In this environment, Cogstate provides scientific products and services to optimize the design and execution of clinical trials which seek to establish the cognitive effects of investigational or marketed products. Cogstate also provides scale management, rater training and central monitoring services for paper and pencil neuropsychological tests, rating scales, questionnaires and patient reported outcomes. Cogstate Clinical Trials tests are known as "tasks" and use novel visual and verbal stimuli to ensure assessment is culture-neutral and not limited by a subject's level of education.

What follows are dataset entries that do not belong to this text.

PR #1780, opened 2018-03-16
Serializer listener performance - anonymous class not serializable

bendavies:
| Q             | A
| ------------- | ---
| Bug fix?      | yes
| New feature?  | no
| BC breaks?    | no
| Deprecations? | no
| Tests pass?   | yes
| Fixed tickets | #1307
| License       | MIT
| Doc PR        | 

In #1307, an anonymous class was introduced to fix a performance problem but it introduced another.

In these `ItemNormalizers`:
https://github.com/api-platform/core/blob/master/src/Hal/Serializer/ItemNormalizer.php#L219
https://github.com/api-platform/core/blob/master/src/JsonApi/Serializer/ItemNormalizer.php#L337

the context is serialized to produce a cache key, but anonymous classes are not serializable: https://3v4l.org/tvMGa.
This effectively disables the intended caching in the HAL and Json API item normalizers.

Blackfire comparison for a HAL endpoint returning 500 items
https://blackfire.io/profiles/compare/8994c0b0-8a09-4ae7-9c38-dd8ad72ecc22/graph

11% improvement.

### DIFF
--- a/src/EventListener/SerializeListener.php
+++ b/src/EventListener/SerializeListener.php
@@ -14,6 +14,7 @@ declare(strict_types=1);
 namespace ApiPlatform\Core\EventListener;
 
 use ApiPlatform\Core\Exception\RuntimeException;
+use ApiPlatform\Core\Serializer\ResourceList;
 use ApiPlatform\Core\Serializer\SerializerContextBuilderInterface;
 use ApiPlatform\Core\Util\RequestAttributesExtractor;
 use Symfony\Component\HttpFoundation\Request;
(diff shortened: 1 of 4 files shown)


sroze:
Very good catch 👏

soyuka:
@dunglas is it fine to merge this on 2.2? It can be considered as a bug fix imo not sure though.

meyerbaptiste:
This is clearly a bug because of the E_WARNING.

meyerbaptiste:
Thx @bendavie!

Amidst rising concern about the last impacts of brain injury, Cogstate's test is used widely in the professional sports setting to provide baseline testing and ‘fit to play' assessments of players following a head injury. That technology is now marketed as Axon Sports. Current users of Cogstate/Axon Sports in Australia include the AFL and NRL, whilst in the USA elite programs such as the NBA, WNBA, NHL as well as college programs such as University of Notre Dame, University of Michigan and University of Connecticut, all use the Axon Sports system.
New technology is now being commercialized, based on Cogstate's technology to "protect and train the athletic brain". Axon's focus is to research, develop and deliver cutting edge tools to assess, monitor and improve the athletic brain. Axon has been developing sport specific training products, initially focused on American football and baseball, and the resulting technologies have now been launched within a small number of elite US college programs. In addition, the first of Axon's consumer iPad apps was launched in 2012.
Driven by more than a decade of peer-reviewed scientific research, Cogstate's computer assessment programs for assessing, monitoring and improving cognition are universal, easy to use and, most importantly - meeting a wide range of needs for improved, accurate and universal cognition testing.